Constituição de 1988 · Art. 26º
O que pertence aos Estados? Entenda o Artigo 26 da CF88
O Artigo 26 da Constituição Federal define o patrimônio dos Estados-membros. Pertencem a eles as águas superficiais ou subterrâneas (exceto as decorrentes de obras da União), as ilhas oceânicas e costeiras que estejam sob seu domínio, as ilhas fluviais e lacustres que não pertençam à União e as terras devolutas que não sejam de competência federal. É o dispositivo que delimita a propriedade imobiliária e hídrica estadual.
Após definir a organização e as competências dos Estados no artigo anterior, a Constituição Federal de 1988 dedica o Artigo 26 para listar especificamente quais bens integram o patrimônio dos Estados-membros. Essa divisão é fundamental para o federalismo brasileiro, pois garante aos governos estaduais uma base material e territorial para exercerem suas funções administrativas e arrecadarem receitas próprias.

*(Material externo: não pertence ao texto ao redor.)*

PR #1725, opened 2026-07-29
fix(deps): restore a resolvable onnxruntime pin — 1.20.1 is gone from PyPI

### LINKED ISSUE #1723: onnxruntime-gpu==1.20.1 no longer exists on PyPI — every fresh dependency resolve fails
### Description

The pin `onnxruntime-gpu==1.20.1`, repeated across five requirement files, points at a release that is **absent from the PyPI index**. Not yanked — the release key itself is gone. The CPU build `onnxruntime==1.20.1` still exists, so the two halves of the platform split no longer agree.

Any environment resolve that isn't served from a warm cache dies:

```
Failed to compile constraints: × No solution found when resolving dependencies:
  Because there is no version of onnxruntime-gpu{sys_platform != 'darwin'}==1.20.1
  and you require onnxruntime-gpu{sys_platform != 'darwin'}==1.20.1,
  we can conclude that your requirements are unsatisfiable.
```

Affected files:

- `packages/ai/src/ai/common/models/audio/requirements_whisper.txt`
- `packages/ai/src/ai/common/models/gliner/requirements_gliner.txt`
- `packages/ai/src/ai/common/models/vision/requirements_pose.txt`
- `nodes/src/nodes/anonymize/requirements.txt`
- `nodes/src/nodes/audio_transcribe/requirements.txt`

Two things make this easy to misdiagnose. It **hides behind uv's resolution cache** — the same tree resolved fine minutes earlier, so it reads as a local glitch rather than a dead pin. And the obvious one-patch bump, `1.20.2`, is a **trap**: that version exists only for `-gpu`, so pinning it silently breaks macOS.

A related note, not part of this fix: #1697 covers the separate question of GPU wheels being installed on CPU-only nodes (there, `torch`).

### Steps to Reproduce

1. Invalidate the constraints cache — e.g. remove `dist/server/cache/requirements.hash`, or toggle `ROCKETRIDE_SERVER_USE_VENV` (scoped and unscoped mode hash different file sets, so switching forces a rebuild).
2. Start the server: `cd dist/server && ./engine.exe ai/eaas.py --port=5566`.
3. `depends(CONST_AI_REQUIREMENTS)` → `ensure_constraints()` → `_compile_constraints()` raises; the server never binds.

**Expected:** constraints compile and the server starts.

**Actual:** `RuntimeError: Failed to compile constraints` at `depends.py:868`, startup aborts.

### Severity

### Platform

- [x] Windows
- [x] macOS
- [x] Linux

The release is missing for every platform, and the `1.20.2` trap breaks macOS specifically.

### Version / Environment

`develop` @ `2cbd567a`; engine Python 3.12.13; uv 0.9.2. Pin introduced in #1350.

### Screenshots / Logs

Availability matrix (PyPI JSON API, cp312 wheels):

| version | `onnxruntime-gpu` win/linux | `onnxruntime` macOS-arm |
|---|---|---|
| 1.20.0 | present | present |
| **1.20.1** | **absent** | present |
| 1.20.2 | present | **absent** |
| 1.21.x / 1.22.0 | present | present |

No consumer requires the exact version: `rtmlib` and `gliner` declare `onnxruntime` unpinned, `faster-whisper` declares `onnxruntime<2,>=1.14`. The in-repo comment *"Pin 1.20.1 to match the one shared install (rtmlib needs exactly that)"* is incorrect — the pin exists so the ~200 MB runtime installs once across consumers, and the exact number is ours to choose as long as all five files agree.

asclearuc:
## Summary

- `onnxruntime-gpu==1.20.1` is **absent from the PyPI index** — not yanked, the release key itself is gone. Every dependency resolve that misses uv's cache dies with `requirements are unsatisfiable`, and the server never binds. The CPU build of the same version survives, which is what let the split sit broken unnoticed.
- Moves all five consumers to **1.22.0** together. It has wheels for `-gpu` on win/linux and for the CPU build on macOS-arm, which 1.20.1 no longer does. The obvious one-patch bump is a trap: **1.20.2 exists only for `-gpu`**, so pinning it would break macOS.
- Corrects the comment that justified the pin. It claimed rtmlib needs exactly this version; `rtmlib` and `gliner` declare `onnxruntime` unpinned and `faster-whisper` asks for `<2,>=1.14`. The pin exists so the ~200 MB runtime installs once — the number is ours to choose, provided all five files agree.

## Type

fix

## Testing

- [ ] Tests added or updated
- [x] Tested locally
- [x] `./builder test` passes

All four consuming nodes were run through the opt-in path (`ROCKETRIDE_INCLUDE_SKIP`), with real installs and model downloads rather than resolution alone:

```
pose_estimation:services:rtmpose-medium   PASSED   (rtmlib)
anonymize:services:glinerSmall            PASSED
audio_transcribe:services:default         PASSED   (faster-whisper)
ner:services:distilbert                   PASSED   (gliner)
```

No tests added: these nodes sit in `skip_nodes`, so the PR lane does not exercise them either way, and the change is a version number rather than behaviour.

`./builder test` not run: `server:build` needs the MSVC toolchain, which isn't wired into my shell. The Python suites pass — `ai` at 1598 passed / 122 skipped on a rebuilt engine.

**Why 1.22.0 and not simply unpinning.** Removing the pin resolves to 1.28.0, which crosses a CUDA generation: 1.22 declares `nvidia-cuda-runtime-cu12~=12.0`, 1.28 declares `~=13.0` and `nvidia-cudnn-cu13`. The ALB pod measured in #1697 runs `torch 2.10.0+cu128` — CUDA 12.8 — so that drift would surface at library-load time, not at resolve.

## Checklist

- [x] Breaking changes documented (if applicable) — none; the runtime moves 1.20.1 → 1.22.0 within CUDA 12

## Linked Issue

Fixes #1723

## Summary by CodeRabbit

* **Chores**
  * Updated the ONNX Runtime packages to version 1.22.0 across supported AI features.
  * Preserved platform-specific selection between GPU and standard runtime packages.
  * Improved compatibility and consistency for audio transcription, anonymization, text extraction, and vision processing.

### DIFF
--- a/nodes/src/nodes/anonymize/requirements.txt
+++ b/nodes/src/nodes/anonymize/requirements.txt
@@ -1,5 +1,9 @@
 gliner
 # onnxruntime is an indirect dep (via gliner), not imported here.
-# Pin 1.20.1 to match the one shared install (rtmlib needs exactly that).
-onnxruntime-gpu==1.20.1; platform_system != 'Darwin'
-onnxruntime==1.20.1; platform_system == 'Darwin'
+# One shared version across every onnxruntime consumer, so the ~200 MB runtime installs once.
+# rtmlib/gliner declare it unpinned and faster-whisper wants <2,>=1.14 -- the exact number is
+# ours to choose, but all these files must agree. 1.20.1 was withdrawn from PyPI for the -gpu
+# build (the CPU build of it survives), which is why this moved; 1.20.2 is the mirror trap --
+# it exists only for -gpu, so pinning it would break macOS.
+onnxruntime-gpu==1.22.0; platform_system != 'Darwin'
+onnxruntime==1.22.0; platform_system == 'Darwin'
--- a/packages/ai/src/ai/common/models/vision/requirements_pose.txt
+++ b/packages/ai/src/ai/common/models/vision/requirements_pose.txt
@@ -5,6 +5,6 @@
 rtmlib>=0.0.13
 # onnxruntime is an indirect dep (via rtmlib), not imported here.
 # Pin 1.20.1 — the version rtmlib needs.
-onnxruntime-gpu==1.20.1; platform_system != 'Darwin'
-onnxruntime==1.20.1; platform_system == 'Darwin'
+onnxruntime-gpu==1.22.0; platform_system != 'Darwin'
+onnxruntime==1.22.0; platform_system == 'Darwin'
 Pillow
--- a/nodes/src/nodes/audio_transcribe/requirements.txt
+++ b/nodes/src/nodes/audio_transcribe/requirements.txt
@@ -6,6 +6,10 @@ tokenizers
 huggingface-hub
 tqdm
 # onnxruntime is an indirect dep (via faster-whisper), not imported here.
-# Pin 1.20.1 to match the one shared install (rtmlib needs exactly that).
-onnxruntime-gpu==1.20.1; platform_system != 'Darwin'
-onnxruntime==1.20.1; platform_system == 'Darwin'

Quais são os bens que pertencem aos Estados?
De acordo com o texto constitucional, o patrimônio estadual é composto por quatro categorias principais:
- Águas: Incluem-se as águas superficiais ou subterrâneas, fluentes (rios), emergentes (nascentes) e em depósito (lagos). A exceção fica para as águas que resultam de obras da União, como grandes reservatórios de hidrelétricas federais.
- Ilhas Oceânicas e Costeiras: Pertencem ao Estado as áreas nestas ilhas que já estiverem sob seu domínio, desde que não pertençam à União, aos Municípios ou a particulares.
- Ilhas Fluviais e Lacustres: São as ilhas em rios e lagos que não se enquadram nos critérios de propriedade da União (como rios que fazem fronteira com outros países ou estados).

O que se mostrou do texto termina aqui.